**Task instructions**
Extract all lines that hold "method" from the records below.

**Supplied information**
PR #132, opened 2020-10-16
Added levels to DFDs

izar:
This is and idea to be able to add to the same model, for example, infra-structure and application layers, then select on which diagram to produce. This only impacts DFDs, threat elicitation, sequence diagrams and reporting stay the same.

### DIFF
--- a/pytm/pytm.py
+++ b/pytm/pytm.py
@@ -94,6 +94,18 @@ class varInt(var):
         super().__set__(instance, value)
 
 
+class varInts(var):
+    def __set__(self, instance, value):
+        if not isinstance(value, Iterable):
+            value = [value]
+        for i, e in enumerate(value):
+            if not isinstance(e, int):
+                raise ValueError(
+                    f"expecting a list of int, item number {i} is a {type(e)}"
+                )
+        super().__set__(instance, set(value))
+
+
 class varElement(var):
     def __set__(self, instance, value):
         if not isinstance(value, Element):
@@ -156,20 +168,6 @@ class varData(var):
                     )
                 )
         super().__set__(instance, DataSet(value))
-
-
-class varListOfInts(var):
-    def __set__(self, instance, value):
-        if isinstance(value, int):
-            value = [int(value)]
-        if not isinstance(value, Iterable):
-            value = [value]
-        for i, e in enumerate(value):
-            if not isinstance(e, int):
-                raise ValueError(
-                    f"expecting a list of int, item number {i} is a {type(e)}"
-                )
-        super().__set__(instance, set(value))
 
 
 class DataSet(set):
@@ -323,6 +321,8 @@ def _apply_defaults(flows, data):
             processors[d].add(e.source)
             processors[d].add(e.sink)
 
+        e._safeset("levels", e.source.levels & e.sink.levels)
+
         if e.isResponse:
             e._safeset("protocol", e.source.protocol)
             e._safeset("srcPort", e.source.port)
@@ -416,19 +416,6 @@ def _get_elements_and_boundaries(flows):
                 elements.add(b)
                 boundaries.add(b)
     return (list(elements), list(boundaries))
-
-
-def _render_by_level(level):
-    # "only Level 0" (default setting) always renders everything
-    if TM._levels == [0]:
-        return True
-
-    # if the user requests other levels than just 0, deal with it
-    for l in level:
-        # if one of the levels of the Element appears in the user-requested level list, it renders
-        if l in TM._levels:
-            return True
-    return False
 
 
 """ End of help functions """
@@ -533,7 +520,6 @@ class TM:
     """Describes the threat model administratively,
     and holds all details during a run"""
 
-    _levels = [0]
     _flows = []
     _elements = []
     _threats = []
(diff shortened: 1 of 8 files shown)


pytm/pytm.py
```diff
@@ -404,6 +404,18 @@ def _get_elements_and_boundaries(flows):
...
 
 
+def _render_by_level(level):
+    # Level 0 (default) always renders
+    if TM._levels == [0]:
+        return True
+
+    for l in level:
+        # if one of the levels of the Element appears in the user-requested level list, it renders
+        if l in TM._levels:
```
nineinchnick: This should be a method of `TM` and should refer to `self`. Let's stop using global variables

pytm/pytm.py
```diff
@@ -404,6 +404,18 @@ def _get_elements_and_boundaries(flows):
     return (list(elements), list(boundaries))
 
 
+def _render_by_level(level):
+    # Level 0 (default) always renders
+    if TM._levels == [0]:
```
nineinchnick: The default of `_levels` could be an empty list meaning all levels.

pytm/pytm.py
```diff
@@ -676,6 +689,11 @@ def dfd(self):
                 if e.response is not None:
                     e.response._is_drawn = True
         for e in TM._elements:
+            sys.stderr.write(f"{e.name}\t\t\t\t")
```
nineinchnick: Use the logger, there are example calls to it in other places here.

pytm/pytm.py
```diff
@@ -1001,6 +1028,12 @@ def __repr__(self):
     def __str__(self):
         return "{0}({1})".format(type(self).__name__, self.name)
 
+    def dfd(self):
```
nineinchnick: Why this is needed? We shouldn't attempt to draw `Data`

pytm/pytm.py
```diff
@@ -1481,6 +1523,12 @@ def get_args():
         "--describe", help="describe the properties available for a given element"
     )
     _parser.add_argument("--json", help="output a JSON file")
+    _parser.add_argument(
```
nineinchnick, line 1527: Huh, github doesn't let me comment on any line in this file. Anyway, on line 1498 we serialize all elements:
```
value = [v.id if isinstance(v, Finding) else v.name for v in value]
```
the `else` block assumes all list items are objects and it fails on levels now. You can check for property name in the parent condition:
```
            if isinstance(value, (Element, Data)):
                value = value.name
            elif isinstance(obj, Threat) and i == "target":
                value = [v.__name__ for v in value]
            elif (
                not nested
                and i != "_levels"
                and not isinstance(value, str)
                and isinstance(value, Iterable)
            ):
                value = [v.id if isinstance(v, Finding) else v.name for v in value]
```

nineinchnick (commented):
I wonder if this should be done by layering multiple models over each other. It would imply that each layer should be a valid model on its own.

Isn't it currently possible to draw the DFD in a way it's missing crucial information to understand the model?

Anyway, this PR is missing tests that would document the use cases for this feature.

pytm/pytm.py
izar: Good stuff, thanks. I'll get into the fixes right away. The sys.stderr was just my silly debugging that i forgot to erase.

The models can be done in overlaying layers, by making the elements participate in different levels at the same time. Yes, we can get a model that misses crucial information on the diagram (the rest of the info is always evaluated) but that's on the owner of the diagram, not us - right now we don't have any form of logical verification of the diagram. That would be a significant step ahead if we could get done, but even then there will be limits.

nineinchnick: Ok I know what feels odd here. Assigning levels manually to every element is very different from how the model is being constructed initially, by defining elements and dataflows with attribute values. Levels should be contexts like in https://github.com/mingrammer/diagrams/blob/master/docs/getting-started/examples.md

pytm/pytm.py
```diff
@@ -838,6 +862,9 @@ class Element:
         doc="Maximum data classification this element can handle.",
     )
     findings = varFindings([])
+    levels = [
```
nineinchnick: Why this is not a `var`?

pytm/pytm.py
izar: that would (in my head) make it difficult to have an element belong to more than one model level. perhaps a 2.0 improvement?

pytm/pytm.py
izar: at some point i had a varListOfInts. Things broke and I couldn't come up with a good rationale for forcing it in.

pytm/pytm.py
izar: Perhaps doesn't belong in this PR. I was thinking that in the future we could have representations of the data, per confidentiality level, in the model.

pytm/pytm.py
izar: I decided to use "0" for all levels due to the nomenclature regarding DFD "zooming" - level 0 is the top level dfd.

nineinchnick: But it's only one level

pytm/pytm.py
nineinchnick: Contexts could be nested. It would also group items in code which would help manage all available levels and ensure elements are not omitted. But I'm fine with doing this in a follow-up PR, I could help with that.

pytm/pytm.py
nineinchnick: An important rationale is to be consistent with other attributes. Levels are not special. You could use `varData` as an example, just with `int` instead of `Data` and a regular set at the end instead of `Dataset`

izar:
Will do!

izar:
Ah. I think i get what you're saying. Let me rethink it.

pytm/pytm.py
izar: Forget about, I confused myself. When TM._levels is just [0] it means there was no user choice via --levels so it is fair to just return true. I've cleared it up in the comments.

pytm/pytm.py
izar: Silly debugging code, removed.

pytm/pytm.py
izar: Open to suggestions here. In pytm.py we don't have an instance of TM to work from, so I was getting a positional argument error when I made it into a method of TM.

nineinchnick: Sorry, I don't get it. If you'll move it to be a method of the TM class you'll have self as the first argument.

pytm/pytm.py
nineinchnick: These are still here, can you remove them?

pytm/pytm.py
izar: I tried. Then once I moved the call to TM._ ... I got the positional argument error. Fishing around showed that it was expecting an instance of TM to do the calling, not TM. The only thing I saw that made it different from the other functions in TM was that it was the one being called from outside.

pytm/pytm.py
```diff
@@ -838,6 +862,7 @@ class Element:
         doc="Maximum data classification this element can handle.",
     )
     findings = varFindings([])
+    levels = varInts({0})
```
nineinchnick, line 865: One last request - this needs a `doc`, can you add it?

pytm/pytm.py
izar: Done.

**The answer**
nineinchnick: This should be a method of `TM` and should refer to `self`. Let's stop using global variables
izar: Open to suggestions here. In pytm.py we don't have an instance of TM to work from, so I was getting a positional argument error when I made it into a method of TM.
nineinchnick: Sorry, I don't get it. If you'll move it to be a method of the TM class you'll have self as the first argument.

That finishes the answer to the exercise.